PR #2718, opened 2023-07-05
fix(startup): only show the "using latest tag" warning on relevant images

TPXP:
We'll set the SHOW_LATEST_TAG_WARN env var for images build with the latest tag only (see PR on the releases repo).

Since the warning is now only shown in relevant cases, bump its severity.

See corresponding PR for the build pipeline https://github.com/actions-runner-controller/releases/pull/11


TPXP:
@Link- Hello, thanks for your work on this repo! This PR has been open for a while, is there anything I can do to help getting it merged?

Link-:
@TPXP - these runner images including the startup script are maintained by @mumoshu. My 2 cents are that this type of warnings is not good to ship. We expect a certain level of experience when adopting a solution like ARC and we don't want to be throwing warnings for every trivial matter.

It's valid to use the latest tag, albeit not advisable, and I expect end-users to be aware what they're getting into here.

TPXP:
@Link- Thanks for your feedback, I just wish to clarify that the warning is currently raised unconditionally in the current version, which adds confusion over unneeded noise in the logs. If you prefer not to have any warning raised even when using the latest tag, could we just drop the warning from the script? https://github.com/actions/actions-runner-controller/blob/c8216e13968cab03475b90f8abdc8dbabbbccc90/runner/startup.sh#L176-L177

Link-:
I'll let @mumoshu weigh in on this ☝️

TPXP:
@mumoshu  Hello there, any updates?

mumoshu:
@TPXP Sorry for the delay! Yeah, let's drop it and update our `defaultRunnerImage` default to not point to the `latest` image.
That's the way to go and it's just that I didn't have much time to do it myself!

PR #2725, opened 2023-07-06
fixed indent in a README example

prein:
`ephemeral` is in `.spec.template.spec` path not `.spec.template`. Took us some time to figure out after c&p from the README

Apologies for not following the contributing guide, but this is such a minor change...

BTW, I should probably open an issue for that but sharing `/tmp` in my setup leads to
```
Failed to create CoreCLR, HRESULT: 0x80004005
```
preventing the runner from starting. Why share `/tmp` at all?

### DIFF
--- a/docs/using-custom-volumes.md
+++ b/docs/using-custom-volumes.md
@@ -78,7 +78,7 @@ spec:
       - hostPath:
           path: /mnt/disks/ssd0
         name: tmp
-    ephemeral: true # VERY important. otherwise data inside the workdir and /tmp is not cleared between builds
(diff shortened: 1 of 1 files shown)


mrsensey (approved):

mumoshu (approved):
Good catch!! Thanks a lot for your contribution @prein ☺️ 
Re `tmp` sharing, I'm not entirely sure.. You only need to mount it only when you want the tmp directory to persists between ephemeral runner pods.
If you don't need persitency, you can just omit the volume mount(as you might have already done).

PR #331, opened 2022-05-09
GEOPY-521

jamiefb:
**GEOPY-521 - Create ui.json for iso_surface**


domfournier (approved):
Great! This will be done by the write_default_ui_json function eventually, but works for now.

PR #334, opened 2022-05-10
Geopy 513 standalone

domfournier:
**GEOPY-513 - Update get_inversion_output to retrieve results from .out file instead of comments that were removed in simpeg-0.8.0**


domfournier:
Repeat of @benk-mira commits directly to release/0.8.0 instead of waiting for GEOPY-500

PR #336, opened 2022-05-12
GEOPY-508: Refactor apps for read-only

domfournier:
**GEOPY-508 - Refactor apps for read-only**

related to https://github.com/MiraGeoscience/geoh5py/pull/202


tests/run_tests/apps_run_test.py
```diff
@@ -21,54 +24,152 @@
 # import pytest
 # pytest.skip("eliminating conflicting test.", allow_module_level=True)
 
-project = "./FlinFlon.geoh5"
-
-geoh5 = Workspace(project)
+PROJECT = "./FlinFlon.geoh5"
```
benk-mira, line 27: why the all caps?

tests/run_tests/apps_run_test.py
```diff
@@ -21,54 +24,152 @@
...
+            parent=workspace
+        )
+
+    app = ContourValues(h5file=temp_workspace, plot_result=False)
     app.trigger.click()
 
+    files = os.listdir(path.join(tmp_path, "Temp"))
+    with Workspace(path.join(tmp_path, "Temp", files[0])) as workspace:
+        output = workspace.get_entity("Airborne_TMI")[0]
+        assert output.n_vertices == 2740, "Change in output. Need to verify."
```
benk-mira, line 72: Diggin the extra asserts - much stronger than the plain run()!

benk-mira (commented):
Looks great!  A few comments, but should be a quick back and forth to move on to some testing.

tests/run_tests/apps_run_test.py
domfournier: From PEP8, constants should technically be in caps no?

tests/run_tests/apps_run_test.py
domfournier: indeed. The turns out that calling .run() didn't garantee that it actually ran because the ipywidgets appears to try/except pass if there is an error.

geoapps/base/application.py
```diff
@@ -305,6 +278,7 @@ def get_output_workspace(self, workpath: str = "./", name: str = "Temp.geoh5"):
             name += ".geoh5"
 
         workspace = Workspace(path.join(workpath, name))
+        workspace.close()
```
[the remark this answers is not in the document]
domfournier: Closing the file wipes the class of entities but keeps track of the h5file. As soon as you try to do an operation again on it, it will re-build itself in mode "r+".

geoapps/calculator/application.py
```diff
@@ -93,45 +94,49 @@ def trigger_click(self, _):
...
-        else:
-            xyz = obj.centroids
+        temp_geoh5 = f"{obj.name}_{out_var}_{time():.3f}.geoh5"
+        with self.get_output_workspace(
+            self.export_directory.selected_path, temp_geoh5
+        ) as workspace:
 
-        if out_var not in obj.get_data_list():
-            obj.add_data({out_var: {"values": numpy.zeros(xyz.shape[0])}})
+            obj = obj.copy(parent=workspace)
```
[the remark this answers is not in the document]
domfournier: Yes, the workspace gets re-opened as soon as you try do to an operation read/write. The advantage of the context is the __exit__ method that closes the file at the end.

tests/run_tests/apps_run_test.py
domfournier: Changed along with GEOPY-533

benk-mira:
Apps warn that monitoring directory is inactive even though the live link works:
image

benk-mira:
Potentially related to above... If monitoring directory is enabled and default path left in place, the live link works anyway.  In this case logging provides path for saved file, but doesn't exist:
image
image

benk-mira:
Cannot run inversion from drag and drop ui.json

PR #339, opened 2022-05-18
Geopy 502

domfournier:
**GEOPY-502 - Cannot run peak finder twice as it gives association validation error.**


geoapps/base/application.py
```diff
@@ -301,10 +302,15 @@ def get_output_workspace(self, workpath: str = "./", name: str = "Temp.geoh5"):
...
+        timestamp = f"_{time.time():.0f}"
         if not name.endswith(".geoh5"):
-            name += ".geoh5"
+            name += timestamp + ".geoh5"
+        else:
+            name.replace(".geoh5", timestamp + ".geoh5")
 
-        workspace = Workspace(path.join(workpath, name))
+        h5file = path.join(workpath, name)
+        h5file = existing_file_incrementer(h5file)
```
domfournier, line 312: I don't think we will ever need this since we are adding a timestamp...

geoapps/utils/string.py
```diff
@@ -0,0 +1,32 @@
...
+import re
+
+
+def existing_file_incrementer(filename):
+    """Add an increment of the form (n) to the filename."""
+
+    if os.path.exists(filename):
+
+        root, file = filename.rsplit(os.path.sep, 1)
+        name, extension = file.split(".", 1)
```
domfournier, line 18: This will return the first occurance, which wouldn't work with the time stamp as it is used now.
i.e. `"123.456.789".split(".", 1)` returns `["123", "456.789"]`

domfournier (commented):
Let's hold off on this until GEOPY-508 is merged. It should fix the issue.

geoapps/base/application.py
benk-mira: What issue will the timestamp come in with though... I tested 508 yesterday and was still getting double run errors

PR #340, opened 2022-05-25
GEOPY-478: Scatter plots driver/uijson/constants

jamiefb:


benk-mira:
Just tested and it looks really good.  I just have a few comments:
1. These should be floats, not integers:
image
2. We should add some sort of logging to the run:
image
3. Saved html is blank:
image
4. Think we should bring the min max defaults over from the app:
image

domfournier (approved):
Very nice!
image

PR #344, opened 2022-06-02
GEOPY-541: Avoid double run of forward

domfournier:
GEOPY-541: Avoid double run of the forward

### DIFF
--- a/geoapps/inversion/driver.py
+++ b/geoapps/inversion/driver.py
@@ -216,6 +216,7 @@ class InversionDriver:
             self.inversion_data.simulate(
                 self.starting_model, self.inverse_problem, self.sorting
             )
+            self.logger.end()
             return
 
         # Run the inversion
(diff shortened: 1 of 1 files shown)


geoapps/inversion/driver.py
```diff
@@ -217,8 +212,10 @@ def run(self):
         """Run inversion from params"""
 
         if self.params.forward_only:
-            self.logger.end()
-            print("Forward simulation completed.")
+            print("Running the forward simulation ...")
+            self.inversion_data.simulate(
+                self.starting_model, self.inverse_problem, self.sorting
+            )
```
sebhmg, line 218: should have `self.logger.end()` here?

sebhmg (changes requested):
missing a logger.end before returning from run()

sebhmg (approved):

PR #347, opened 2022-06-06
GEOPY-539: Create dash interface to Scatter plot

jamiefb:
**GEOPY-539 - Create dash interface to Scatter plot**


benk-mira (dismissed):
Nothing to add here since I'm not well versed in plotly/dash.  Off to testing - let's see how it looks!

PR #348, opened 2022-06-07
GEOPY-530: Change format value for iso-surface and contours applications

jamiefb:
**GEOPY-530 - Change format value for iso-surface and contours applications**


benk-mira (approved):
Approved and moving on to test

PR #350, opened 2022-06-14
GEOPY-539: Create dash interface to Scatter plot

jamiefb:
**GEOPY-539 - Create dash interface to Scatter plot**


domfournier (approved):
Exciting!!

PR #351, opened 2022-06-14
GEOPY-397: Resimulate FlinFlon potential fields data grid

jamiefb:
**GEOPY-397 - Resimulate FlinFlon potential fields data grid (tensor components are wrong orientation)**


benk-mira (changes requested):
I think we'll need to look at this again, the data seem to have changed significantly - I was expecting just a slight shift in the orientation of the anomalies.  Also, the data saved into the workspace is a copy of a copy of a copy, etc... :
image

I've seen this before, but I'm not sure why it occurs.  We'll need to clean that up before we merge.

domfournier:
Handled by #447

PR #352, opened 2022-06-14
GEOPY-519: Chargeability channel not writing from app_initializer

jamiefb:
**GEOPY-519 - chargeability channel not writing from app_initializer in write_default_uijson --use_initializers call.**


geoapps/utils/write_default_uijson.py
```diff
@@ -54,7 +54,9 @@ def write_default_uijson(path, use_initializers=False):
     app_initializer["geoh5"] = path_to_flinflon("FlinFlon_dcip.geoh5")
     dc_init = app_initializer if use_initializers else {}
 
-    from geoapps.inversion.electricals.direct_current.constants import app_initializer
+    from geoapps.inversion.electricals.induced_polarization.constants import (
+        app_initializer,
+    )
```
benk-mira, line 59: Hah, nice catch!

benk-mira (approved):
That should do it!

benk-mira (changes requested):
Looks like there's something wrong with the ip app_initializer that we weren't seeing before since we were pointing to the wrong one.  Here's an image of what I mean with the dc ui.json open to the left for reference
image

PR #353, opened 2022-06-14
GEOPY-458: Allow both "Vertex" and "Cell" values for "topography"

jamiefb:
**GEOPY-458 - Allow both "Vertex" and "Cell" values for "topography"**


benk-mira (approved):
straight forward!

PR #1963, opened 2024-12-24
chore: wrong link in adr-001-network-upgrades.md

SihanoukSolver29:
## Description

Path to `../upgrades/upgrades.go` should be `../../upgrades/upgrades.go` in [adr-001-network-upgrades.md](https://github.com/akash-network/node/blob/main/_docs/adr/adr-001-network-upgrades.md)


troian:
hi @SihanoukSolver29 thank you.
can you fix commit headline according to conventional commits

PR #1980, opened 2025-03-31
refactor(events): make events handler as service

troian:
## Description

Closes: #XXXX

---

### Author Checklist

*All items are required. Please add a note to the item if the item is not applicable and
please add links to any relevant follow-up issues.*

I have...

- [ ] included the correct [type prefix](https://github.com/commitizen/conventional-commit-types/blob/v3.0.0/index.json) in the PR title
- [ ] added `!` to the type prefix if API or client breaking change
- [ ] targeted the correct branch (see [PR Targeting](https://github.com/akash-network/node/blob/main/CONTRIBUTING.md#paperwork-for-pull-requests))
- [ ] provided a link to the relevant issue or specification
- [ ] included the necessary unit and integration [tests](https://github.com/akash-network/blob/main/CONTRIBUTING.md#testing)
- [ ] added a changelog entry to `CHANGELOG.md`
- [ ] included comments for [documenting Go code](https://blog.golang.org/godoc)
- [ ] updated the relevant documentation or specification
- [ ] reviewed "Files changed" and left comments if necessary
- [ ] confirmed all CI checks have passed


events/publish.go
```diff
@@ -20,57 +20,124 @@ import (
...
 		}
 	}
 
-	return err
+	return e.ctx.Err()
 }
 
-func processBlock(ctx context.Context, bus pubsub.Bus, client tmclient.Client, height int64) {
-	blkResults, err := client.BlockResults(ctx, &height)
+func (e *events) processBlock(height int64) {
```
cloud-j-luna, line 139: Could events be processed and published concurrently? Perhaps we could leverage a sized pool of goroutines to process and publish these events. I'm unsure if `Publish` relies on some sort of shared state and events should be published in the specific order. What do you think?

troian: don't think performance will greater improve with parallelizing here, neither I think it actually needed. tho order of events does not matter as well

events/publish.go
```diff
@@ -20,57 +20,124 @@ import (
...
+		ctx:    ctx,
+		group:  group,
+		client: client,
+		lc:     lifecycle.New(),
+		bus:    bus,
+	}
+
 	const (
 		queuesz = 1000
 	)
```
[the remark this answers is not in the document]
troian: does not seem queue size of receiving size matters at all, we'll remove it in sdk-47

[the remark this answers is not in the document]
cloud-j-luna: > does not seem queue size of receiving size matters at all, we'll remove it in sdk-47

Got it

events/publish.go
cloud-j-luna: > don't think performance will greater improve with parallelizing here, neither I think it actually needed. tho order of events does not matter as well

being the "relevant" work done by the consumers then, I assume. Just got a look at the event processing function and indeed it's not worth parallelizing those calls I believe

PR #2068, opened 2026-06-03
fix(market): enforce OrderMaxBids with >= instead of >

renezander030:
Hi, and thanks for all the work on the node.

This fixes the OrderMaxBids off-by-one reported in akash-network/support#413.

`CreateBid` in `x/market/handler/server.go` compared the existing bid count against `OrderMaxBids` with `>`:

```go
if ms.keepers.Market.BidCountForOrder(ctx, msg.ID.OrderID()) > params.OrderMaxBids {
```

`BidCountForOrder` counts Open, Active and Closed bids, so the count reaches `OrderMaxBids` exactly when the cap is hit. With `>`, the check only fired at `OrderMaxBids + 1`, so one extra bid was always allowed. This switches the comparison to `>=`.

### Test
Added `TestCreateBidExceedsOrderMaxBids`: it sets the cap to 1, seeds one bid via the keeper, then asserts a second bid through the handler is rejected with "too many existing bids". It fails on the old `>` (the second bid falls through to an "unknown provider" error) and passes with `>=`.

`go test ./x/market/handler/` and `go vet ./x/market/handler/` pass, and gofmt is clean.

### Note
This changes consensus behaviour (a bid that previously succeeded now fails), so it belongs in a coordinated upgrade. I saw the code freeze for the upcoming network upgrade, so feel free to queue it for whenever that lands. Happy to adjust if you would rather have `BidCountForOrder` exclude Closed bids, which the issue flags as a possible follow-up.

### DIFF
--- a/x/market/handler/handler_test.go
+++ b/x/market/handler/handler_test.go
@@ -915,6 +915,45 @@ func TestCreateBidValid(t *testing.T) {
 	require.True(t, found)
 }
 
+// TestCreateBidExceedsOrderMaxBids is a regression test for the OrderMaxBids
+// off-by-one (akash-network/support#413). The original check used `>`, which
+// allowed OrderMaxBids+1 bids per order. With the cap set to 1 and one bid
+// already present, a further bid must be rejected.
+func TestCreateBidExceedsOrderMaxBids(t *testing.T) {
+	suite := setupTestSuite(t)
+
+	order, gspec := suite.createOrder(testutil.Resources(t, testutil.WithDenom("uact")))
+
+	params, err := suite.MarketKeeper().GetParams(suite.Context())
+	require.NoError(t, err)
+	params.OrderMaxBids = 1
+	require.NoError(t, suite.MarketKeeper().SetParams(suite.Context(), params))
+
+	// Seed the single permitted bid directly via the keeper so the order is at
+	// its cap. The OrderMaxBids check runs before any provider/escrow lookup, so
+	// no provider registration or bank mocks are required here.
+	roffer := mvbeta.ResourceOfferFromRU(gspec.Resources)
+	_, err = suite.MarketKeeper().CreateBid(suite.Context(), mv1.MakeBidID(order.ID, testutil.AccAddress(t)), order.Price(), roffer, nil)
+	require.NoError(t, err)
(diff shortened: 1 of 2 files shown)


chalabi2 (dismissed):
LGTM

Interested to hear your take on excluding closed bids from the bid count without causing DOS issues or allowing close records to inflate state.

renezander030:
Thanks! I left that out of scope here since this PR is just the off-by-one, but it's worth digging into.

Closed bids count today because `BidCountForOrder` is the only backpressure on an order, so that count doubles as a lifetime cap. If you drop `BidClosed` from it, the DOS and state inflation turn into the same bug: a provider loops `CreateBid` > `CloseBid` > `CreateBid` forever, never hits the cap, and every cycle leaves a `BidClosed` record until the order settles.

So closed bids can't just be excluded, you'd need to replace the cap that count was providing. One clean option is a monotonic per-order counter (bids-ever-created), bumped on `CreateBid` and never decremented on close. `CreateBid` caps on that, so total bids stay bounded regardless of churn, which kills both the DOS and the record buildup, while a separate live count can still exclude closed bids for anything that cares about current competition. It's also O(1) instead of the current three-state scan.

I can spin that into a follow-up PR if the direction sounds right.

chalabi2:
> I can spin that into a follow-up PR if the direction sounds right.

Yeah that would be great, your implementation idea sounds similar to what I had in mind so go for it.

chalabi2:
@renezander030 can you sign your commits?

renezander030:
Commits are signed now. Follow-up PR with the monotonic counter is up: #2071.

renezander030:
Friendly ping — this one's approved and still relevant. Anything blocking the merge, or is it waiting on a release window? Happy to help if needed.

renezander030:
Same note as on #2071 — this was closed by the stale bot, not on review. @chalabi2 the off-by-one is still present in master (`BidCountForOrder(...) > params.OrderMaxBids` at `x/market/handler/server.go:45`), so this fix is still needed and isn't handled elsewhere. Commits are signed and CodeRabbit is clean.

I can't reopen it myself (repo blocks reopening bot-closed PRs); the branch is intact. Could you reopen from your side, or should I resubmit as a new PR? Happy to help however's least friction.

PR #2071, opened 2026-06-11
fix(market): bound bids per order with a monotonic bids-ever-created counter

renezander030:
Follow-up to #2068, implementing the design discussed in https://github.com/akash-network/node/pull/2068#issuecomment-4666732089 (ack: https://github.com/akash-network/node/pull/2068#issuecomment-4676418653).

**Note: stacked on #2068** — the first commit here is that PR's commit; the diff collapses to the second commit once #2068 merges.

## Problem

`CreateBid` enforced `OrderMaxBids` by scanning the order's open, active and closed bids on every call:

- Counting closed bids was the only backpressure on an order, so the count doubled as a lifetime cap. Excluding them (as proposed in the #2068 review thread) would have opened a churn loop: a provider cycles `CreateBid` > `CloseBid` forever, never hits the cap, and every cycle leaves a `BidClosed` record behind.
- The scan missed `BidLost` entirely, so lost bids escaped the cap.
- It cost an iteration over three state indexes per `CreateBid`.

## Change

- New per-order **monotonic counter** (`bid_counts`, prefix `0x12 0x06`): bumped on `CreateBid`, never decremented when a bid closes or loses. The cap check reads it in O(1), and total bid records per order stay bounded by `OrderMaxBids` regardless of churn — closed and lost bids included.
- **Lazy seeding** for orders that predate the counter: when no counter record exists, the count is derived from a one-time scan of all stored bids (all four states). The cap therefore carries over an upgrade or genesis import unchanged, and no store migration is needed. The counter is read (and seeded) *before* the new bid is stored so the seed never double-counts the bid being created.
- `BidCountForOrder` now returns only **live** (open or active) bids, for consumers that care about current competition on an order rather than the lifetime cap.

## Tests

- `TestCreateBidCapSurvivesBidChurn` — closing a bid drops the live count to zero but does not free cap capacity; a further bid is rejected.
- `TestBidsEverCreatedLazySeedsFromStore` — bids seeded directly in the store (genesis-style, no counter record) still count toward the cap, including closed and lost ones.
- `TestCreateBidExceedsOrderMaxBids` from #2068 passes unchanged, now exercising the counter path.

`go test ./x/market/... -count=1` passes; full repo builds.

🤖 Generated with [Claude Code](https://claude.com/claude-code)

### DIFF
--- a/x/market/handler/handler_test.go
+++ b/x/market/handler/handler_test.go
@@ -954,6 +954,96 @@ func TestCreateBidExceedsOrderMaxBids(t *testing.T) {
 	require.Contains(t, err.Error(), "too many existing bids")
 }
 
+// TestCreateBidCapSurvivesBidChurn verifies that the OrderMaxBids cap is
+// enforced against the monotonic bids-ever-created counter rather than the
+// live bid count. Closing a bid must not free up cap capacity, otherwise a
+// provider could loop CreateBid/CloseBid to accumulate unbounded bid records.
+func TestCreateBidCapSurvivesBidChurn(t *testing.T) {
+	suite := setupTestSuite(t)
+
+	order, gspec := suite.createOrder(testutil.Resources(t, testutil.WithDenom("uact")))
+
+	params, err := suite.MarketKeeper().GetParams(suite.Context())
+	require.NoError(t, err)
+	params.OrderMaxBids = 1
+	require.NoError(t, suite.MarketKeeper().SetParams(suite.Context(), params))
+
+	roffer := mvbeta.ResourceOfferFromRU(gspec.Resources)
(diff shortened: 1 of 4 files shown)


renezander030:
@chalabi2 friendly ping — this is the monotonic-counter follow-up you green-lit on #2068. Ready for review whenever you have a moment, thanks!

renezander030:
This was auto-closed by the stale bot, not on review grounds. @chalabi2 you green-lit this direction back on #2068 ("go for it"), and it's clean — CodeRabbit found nothing actionable and the commits are signed. The off-by-one it addresses is still live in master (`x/market/handler/server.go` still uses `>` against `OrderMaxBids`).

I can't reopen from my side (the repo blocks reopening bot-closed PRs), but the branch and commits are all intact. Could you reopen it from your end, or would you rather I open a fresh PR from the same branch? Happy to rebase if `main` has drifted. Would like to get this landed rather than let it lapse a second time.

PR #2072, opened 2026-06-12
ci: fix homebrew tap script

chalabi2:
## Problem

The homebrew tap stopped receiving `akash` formula updates after v2.0.1 (2026-03-23). v2.1.0 was released on 2026-06-08 but never reached the tap.

## Root cause

The `notify-homebrew` job gates the tap dispatch on `script/mainnet-from-tag.sh`, which implements the old **even minor = mainnet** convention. That convention is obsolete: mainnet upgrades have shipped with odd minors since v1.1.0 (see `net/mainnet/upgrades/` — v1.1.0, v2.1.0). As a result the dispatch step was silently `skipped` for v2.1.0 ([run](https://github.com/akash-network/node/actions/runs/27172881532)) — and historically for all of v1.1.x as well (the tap has no v1.1.x entry).

The same dead convention affects two other release paths (fixed here as well):
- **docker tags**: `IS_STABLE` required `IS_MAINNET`, so v2.1.0's image was published as `:latest` instead of `:stable` (Makefile → `make/releasing.mk` → `.goreleaser.yaml`).
- **release notes**: `genchangelog.sh` restricted the changelog baseline to tags with the same minor parity, so v2.1.0's notes were generated against **v1.1.1** instead of v2.0.1.

Release policy per PM: formulas publish for **every stable tag, never for prereleases**.

## Changes

- `release.yaml`: gate the homebrew notify only on `is_prerelease.sh` (strict equality so script failures fail closed), matching the equivalent gate in the provider repo. Prereleases (rc/alpha/aN) still never publish.
- Delete `dispatch.yaml`: it fired on **every push** with an undefined `RELEASE_TAG`, flooding the tap with failing empty-tag dispatches (e.g. [run](https://github.com/akash-network/homebrew-tap/actions/runs/27354215802)). `notify-homebrew` in `release.yaml` is the real dispatch path.
- `Makefile`: derive `IS_STABLE` from the prerelease check alone, so every stable release publishes `:stable` docker images.
- `genchangelog.sh`: filter changelog tags only by stable vs prerelease, removing the even/odd parity matching.
- Remove `script/mainnet-from-tag.sh`: no consumers remain.


script/genchangelog.sh
```diff
@@ -26,15 +20,8 @@ fi
...
-# s1
-# shellcheck disable=SC1073
-if ! "${SCRIPT_DIR}"/mainnet-from-tag.sh "$to_tag" ; then
-	version_rel="^[v|V]?(0|[1-9][0-9]*)\\.(\\d*[13579])\\.(0|[1-9][0-9]*)$"
-	version_prerel="^[v|V]?(0|[1-9][0-9]*)\\.(\\d*[13579])\\.(0|[1-9][0-9]*)(\\-[0-9A-Za-z-]+(\\.[0-9A-Za-z-]+)*)?(\\+[0-9A-Za-z-]+(\\.[0-9A-Za-z-]+)*)?$"
-else
-	version_rel="^[v|V]?(0|[1-9][0-9]*)\.(\d*[02468])\.(0|[1-9][0-9]*)$"
-	version_prerel="^[v|V]?(0|[1-9][0-9]*)\.(\d*[02468])\.(0|[1-9][0-9]*)(\-[0-9A-Za-z-]+(\.[0-9A-Za-z-]+)*)?(\+[0-9A-Za-z-]+(\.[0-9A-Za-z-]+)*)?$"
-fi
+version_rel="^[v|V]?(0|[1-9][0-9]*)\.(0|[1-9][0-9]*)\.(0|[1-9][0-9]*)$"
```
troian: see if you can load regex from `script/semver_funcs.sh`

troian (changes requested):

troian (approved):

PR #2073, opened 2026-06-17
fix(market): reject bids when count reaches OrderMaxBids

neyy91:
## Summary

The bid count check in `CreateBid` used `>` instead of `>=`:

```go
if ms.keepers.Market.BidCountForOrder(ctx, msg.ID.OrderID()) > params.OrderMaxBids {
    return nil, fmt.Errorf("%w: too many existing bids (%v)", mv1.ErrInvalidBid, params.OrderMaxBids)
}
```

This allowed **one more bid than `OrderMaxBids`** to be created. When the existing bid count already equals the limit, the next bid passes the check (`count > limit` is false at `count == limit`), so `OrderMaxBids + 1` bids end up on the order — violating the parameter.

## Change

Use `>=` so a new bid is rejected once the count reaches `OrderMaxBids`.

```go
if ms.keepers.Market.BidCountForOrder(ctx, msg.ID.OrderID()) >= params.OrderMaxBids {
```

## Tests

Added `TestCreateBidExceedsMaxBids`: sets `OrderMaxBids = 1`, creates one bid (allowed), then a second bid from another provider must be rejected with `ErrInvalidBid`. Verified the test fails without the fix (a second bid is created) and passes with it. `go test ./x/market/...`, `gofmt`, `go vet` and `golangci-lint` (repo config) are clean.

## Note

The reporter also observed that `BidCountForOrder` counts bids in all states (Open/Active/Closed). Whether closed bids should count toward the limit is a separate, behaviour-affecting question and is intentionally left out of this change; happy to follow up if maintainers want it addressed.

refs: akash-network/support#413

### DIFF
--- a/x/market/handler/handler_test.go
+++ b/x/market/handler/handler_test.go
@@ -1142,6 +1142,66 @@ func TestCreateBidAlreadyExists(t *testing.T) {
 	require.Error(t, err)
 }
 
+// TestCreateBidExceedsMaxBids verifies that the bid count limit is enforced when
+// the existing count reaches OrderMaxBids, not only when it exceeds it. With
+// OrderMaxBids set to 1, a single bid is allowed and the next bid must be
+// rejected (otherwise OrderMaxBids+1 bids could be created).
+func TestCreateBidExceedsMaxBids(t *testing.T) {
+	suite := setupTestSuite(t)
+
+	suite.PrepareMocks(func(ts *state.TestSuite) {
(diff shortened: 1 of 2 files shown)


neyy91:
Closing in favor of #2068, which already fixes this off-by-one (> → >=) and predates this PR — I missed it before opening. Apologies for the duplicate. Thanks @renezander030.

----------

#### Assignment
Every line from the start of the material above through the line that contains "We'll set the" must be written out exactly, with both ends included.

#### Solved problem
PR #2718, opened 2023-07-05
fix(startup): only show the "using latest tag" warning on relevant images

TPXP:
We'll set the SHOW_LATEST_TAG_WARN env var for images build with the latest tag only (see PR on the releases repo).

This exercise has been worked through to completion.